The work in genomics and cancer is proceeding at a rapid pace, and what is being uncovered is that tumors that we thought were the same based on histology are not all alike if we look at clusters of introns and exons (I hope my terms are used correctly). This part is challenging, just as proteomics is also because for offering diagnostics at low cost it will be necessary to go much further in automation.
Systematic classification in bacteriology currently used relies on feature extraction and combinatorial classes based on bacterial metabolism. It was commercially incorporated into laboratory diagnostic microbiology, which was not available when I trained under Abraham Braude. Braude was the first that I know to use agar diffusion plates to measure antibiotic sensitivities. He was a very strong influence on the 2012 Nobelist who was awarded for his work on G-proteins, and whose father was a fabulous hematologist, credited with G6PD, AK, and other enzyme-linked hemolytic anemias.
Eugene Rypka was a recently deceased microbiologist who actually developed feature extraction and classification, and it is notable that microbiology was the last of the disciplines to be automated.
My own work for many years owes as much to Rypka as to Braude, and in a strange way. Braude was my mentor, but I met Rosser Rudolph at a meeting and he was carrying out algorithms he had written on the first IBM computer based on Rypka’s work, but elegantly improved with apl software. I met an IBM engineer at the airport and he said – you can only do apl on the large computer! I published a series of papers using Kullback entropy to determine the best diagnostic cutoffs. Mas Chiga called me and said he couldn’t get it why it hasn’t caught on.

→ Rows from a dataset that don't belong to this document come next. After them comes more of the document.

PR #81, opened 2017-01-05
Add relevant documentation for pg:pull

slant:
The examples in the documentation for `pg:pull` were examples for `pg:push`.

I should be clear that I am assuming that the explicit URI in the second example is valid. Please test this before merging this, until you already know that it works.

### DIFF
--- a/commands/pull.js
+++ b/commands/pull.js
@@ -188,10 +188,10 @@ TARGET will be created locally if it's a database name or remotely if it's a ful
 Examples:
 
   # pull Heroku DB named postgresql-swimmingly-100 into local DB mylocaldb
-  $ heroku pg:push postgresql-swimmingly-100 mylocaldb
+  $ heroku pg:pull HEROKU_POSTGRESQL_MAGENTA mylocaldb --app sushi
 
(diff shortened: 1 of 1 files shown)


commands/pull.js
```diff
@@ -188,10 +188,10 @@ TARGET will be created locally if it's a database name or remotely if it's a ful
 Examples:
 
   # pull Heroku DB named postgresql-swimmingly-100 into local DB mylocaldb
-  $ heroku pg:push postgresql-swimmingly-100 mylocaldb
+  $ heroku pg:pull HEROKU_POSTGRESQL_MAGENTA mylocaldb --app sushi
```
keiko713: I *think* we are trying to get people more familiar with addon haiku name than color, so maaaybe the example can stay using haiku name. I'm not super positive about it, though.
Also, if we're going to change here, we should change the example of `pg:push` as well.

ransombriggs: @keiko713 changed color back to haiku in 67d9ae6

ransombriggs:
@slant I verified the example commands with my local postgres, will merge & release

ransombriggs (approved):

Then I met a former Soviet mathematician from Moscow University and he wrote a neural network that we didn’t publish. The reviewer was trying to steal the work, and better software came out. Izaak Mayzlin wrote the software himself. It came to the attention of IJ Good, the Chairman of Statistics at VPI, and it took his group two years to work up the heart atytacvk data I sent him. He called me when I was recovering from multiple fractures at Bridgeport Hospital to tell me it was done and clean. I was getting on the elevator at the CAP meeting when the CAP President saw me and complemented me on the recently published paper.
That was then, but when I retired, left Brooklyn Methodist, where I loved working with residents and college and Midwood High School students, I worked with Raphy Coifman and his postdoc. Raphy is a member of NAS, and he is recipient of the National Medal of Science award for his work on spectroscopy, and is now mostly focused on the EEG. It was just breathtaking.

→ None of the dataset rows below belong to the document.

PR #86, opened 2017-01-24
Request the backup with logs on failure

ransombriggs:


mathias:
If we're using a ternary here, could it just be like this?

```javascript
let url = quietUrl + verbose ? '?verbose=true' : ''
```

I'm not sure if that is really that readable though?

ransombriggs:
@mathias I need the `verboseUrl` down in the error handling, which is why I structured the ternary this way, so I would not have to repeat the part that makes it verbose.

mathias:
@ransombriggs Sounds good, makes sense.

mathias (approved):

PR #89, opened 2017-02-07
added missing help descriptions

jdx:


commands/wait.js
```diff
@@ -57,6 +57,7 @@ function * run (context, heroku) {
 module.exports = {
   topic: 'pg',
   command: 'wait',
+  description: 'blocks until database is created',
```
msakrejda: "is available" maybe? Technically they're created right away.

jdx: sure, the old message was `monitor database creation, exit when complete`, which I didn't think was very good at all

msakrejda:
+1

What is happening in the patient is really a dynamic story. The metabolic expression, under genetic control is the more complete story. It requires good clean data, extraction of all of the meaningful features, or if you prefer signatures. But what is a signature? A signature is a collection of features that belongs to a biologically meaningful group. It could decide two different treatments for a malignancy that is not yet progressing vs an aggressive lesion that will metastasize widely.